The Bank of England should not inflict a "shock therapy" of unexpected rises in interest rates for fear of triggering a property crash, one of its senior executives said yesterday.

Paul Tucker, a member of the monetary policy committee (MPC), gave the most explicit hint to date that the Bank plans to order further rate rises but insisted any moves would be "gradual".

In a speech to pension fund managers, Mr Tucker said the rate rises in November and February had withdrawn "some but not all" of the stimulus to the economy.

"If output continues to grow above trend, I for one would expect us to continue gradually to reduce the degree of stimulus to demand broadly in line with the take up of slack in the economy and any consequent pick up in inflationary pressures," he said.

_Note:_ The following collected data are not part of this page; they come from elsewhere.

PR #4878, opened 2025-09-29
feat(cli): add `path` & `limit` to `session list` command

exitcode0:
adds `-p/--path` and `-l/--limit` to `goose session list` command

## Pull Request Description

---

**Email**:

### DIFF
--- a/crates/goose-cli/src/cli.rs
+++ b/crates/goose-cli/src/cli.rs
@@ -128,7 +128,7 @@ enum SessionCommand {
             long = "limit",
             help = "Limit the number of results",
         )]
-        limit: Option<u32>,
+        limit: Option<usize>,
     },
     #[command(about = "Remove sessions. Runs interactively if no ID or regex is provided.")]
     Remove {
@@ -198,7 +198,7 @@ enum SchedulerCommand {
         id: String,
         /// Maximum number of sessions to return
         #[arg(long, help = "Maximum number of sessions to return")]
-        limit: Option<u32>,
+        limit: Option<usize>,
     },
     /// Run a scheduled job immediately
     #[command(about = "Run a scheduled job immediately")]
--- a/crates/goose-cli/src/cli.rs
+++ b/crates/goose-cli/src/cli.rs
@@ -98,9 +98,6 @@ fn parse_key_val(s: &str) -> Result<(String, String), String> {
 enum SessionCommand {
     #[command(about = "List all available sessions")]
     List {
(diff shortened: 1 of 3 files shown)


crates/goose-cli/src/commands/session.rs
```diff
@@ -114,14 +114,29 @@ pub async fn handle_session_remove(id: Option<String>, regex_string: Option<Stri
...
+
     if ascending {
         sessions.sort_by(|a, b| a.updated_at.cmp(&b.updated_at));
     } else {
         sessions.sort_by(|a, b| b.updated_at.cmp(&a.updated_at));
     }
 
+    if let Some(n) = limit {
+        sessions.truncate(n as usize);
+    }
```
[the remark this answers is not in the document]
exitcode0: 🤞 i've addressed this correctly in this follow-up commit [832c0fe](https://github.com/block/goose/pull/4878/commits/832c0fe4b9a7e58c801befff05dd5aa63f16bb95)

crates/goose-cli/src/cli.rs
```diff
@@ -184,7 +194,7 @@ enum SchedulerCommand {
         id: String,
         /// Maximum number of sessions to return
```
DOsinga: the command and the arg description are the same. remove

crates/goose-cli/src/cli.rs
```diff
@@ -115,6 +115,16 @@ enum SessionCommand {
             long_help = "Sort sessions by date in ascending order (oldest first). Default is descending order (newest first)."
         )]
         ascending: bool,
+
+        #[arg(
+            short = 'p',
+            long = "path",
+            help = "Filter sessions by working directory"
+        )]
+        path: Option<PathBuf>,
```
DOsinga: can we name this working_dir? we use path elsewhere to refer to where the session lives. that's no longer a thing since we moved to a db, but still it might confuse people

crates/goose-cli/src/commands/session.rs
```diff
@@ -114,14 +114,35 @@ pub async fn handle_session_remove(id: Option<String>, regex_string: Option<Stri
     remove_sessions(matched_sessions).await
 }
 
-pub async fn handle_session_list(verbose: bool, format: String, ascending: bool) -> Result<()> {
+pub async fn handle_session_list(
+    verbose: bool,
```
DOsinga: while you are at it, can you drop this flag? doesn't seem to do anything sensible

But he said the MPC was aware the marked rise in consumer debt meant any rate rise would have a disproportionate effect on consumers' disposable income. "The implication is that policy would tend to move towards neutral more slowly than would otherwise be optimal, or cautiously for want of a better word," he said.

He specifically rebutted the argument put forward by Sir Andrew Large, a deputy governor of the Bank, that rates should be raised more than would otherwise be the case in order to "arrest" the continued strength of consumer spending and borrowing.

Mr Tucker told the National Association of Pension Funds conference: "I would not subscribe to making a policy tightening as a form of shock therapy.

"One of the emphases of the MPC's approach has been to do our utmost to help households, businesses and financial markets to understand our strategy and, in particular, how we react to developments in the economy."

He said he voted to keep rates on hold a fortnight ago because a rise would have been "misunderstood" as a sign the committee had changed its strategy. "With inflation well anchored, that was not a risk worth taking so I voted for no change," he said.

On the global economy, Mr Tucker said he remained concerned about the recovery in the United States, saying the failure of the economy to create jobs could dent confidence and slow spending. "My take is that the most likely outlook is positive, but that downside risks have again become tangible," he said.

On the euro area, he said signs of recovery had recently been more apparent in the surveys than in the data. "I continue to place greater weight on the encouraging surveys."